Reproducible: Always

User Profile Reset: Yes

OpenGL enabled: Yes

Additional Info:

User-Agent: Mozilla/5.0 (Windows NT 10.0; Win64; x64) AppleWebKit/537.36 (KHTML, like Gecko) Chrome/65.0.3325.181 Safari/537.36
Comment 1 Kevin Buchs 2018-04-10 02:46:51 UTC
Created attachment 141239 [details]
Original Writer document
Comment 2 Kevin Buchs 2018-04-10 02:48:00 UTC
Created attachment 141240 [details]
PDF exported by LibreOffice
Comment 3 Kevin Buchs 2018-04-10 02:49:00 UTC
Created attachment 141241 [details]
Text document pasted from copy of PDF
Comment 4 Kevin Buchs 2018-04-10 02:50:00 UTC
Created attachment 141242 [details]
My PDF export options
Comment 5 V Stuart Foote 2018-04-10 05:48:48 UTC
Confirmed on Windows 10 Pro 64-bit en-US with
 Version: (x64)
Build ID: 8f48d515416608e3a835360314dac7e47fd0b821
CPU threads: 8; OS: Windows 10.0; UI render: default; 
Locale: en-US (en_US); Calc: CL

So this is really weird--is it a problem with the font. Or with export filtering to PDF?
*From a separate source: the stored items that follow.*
PR #630, opened 2026-07-06
fix(rust): type guard/smart-pointer deref receivers via field-hop chain inference

vitali87:
## Problem

A local bound through a lock guard / smart pointer could not be typed, so a later method call on it fell back to the ambiguous name-only trie:

```rust
let state = self.shared.state.lock().unwrap();  // Db.shared: Arc<Shared>, Shared.state: Mutex<State>
state.next_expiration();                         // should resolve to State.next_expiration
```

In sample ODT, the Default paragraph style has modified font to use Calibri, and direct formatting is applied to increase font size.

Exporting from the ODT to PDF result renders in various viewers (Adobe Reader, Firefox, Chrome) correct appearance. But as noted, a select, copy, paste from the document has characters garble: l -> a, a -> l, o -> i, i -> o, g -> " "

Then dumping text of the PDF with gs (i.e. 'gswin64c -sDEVICE=txtwrite -o output.txt Tue-1000-Apr-10-2018-Devotion-2.pdf') has corrupted strings.

If I change the Default style to use a font other than Calibri--e.g. Liberation Sans, or Arial--the resulting PDF then has no string corruption on copy/paste or if dumping the strings with gs.

For now can work around of using a different font.

But weird!
Comment 6 V Stuart Foote 2018-04-10 05:57:21 UTC
Created attachment 141247 [details]
text file of corrupted strings dumped from PDF

This text file is a gswin64c string dump from the ODT with Calibri export. The PDF is composed correctly--but the strings have characters transposed.  Same document with a font change of the Default Paragraph style to use Arial or Liberation Sans exported to PDF that also views correctly--and when strings are extracted no glitches (attached next post).
Comment 7 V Stuart Foote 2018-04-10 05:58:54 UTC
Created attachment 141248 [details]
text file extracted strings after font change to Default style and export to PDF
Comment 8 Timur 2018-04-17 15:33:56 UTC
WFM in master. I guess it's a duplicate of Bug 115117. Please see LO 6.0.4.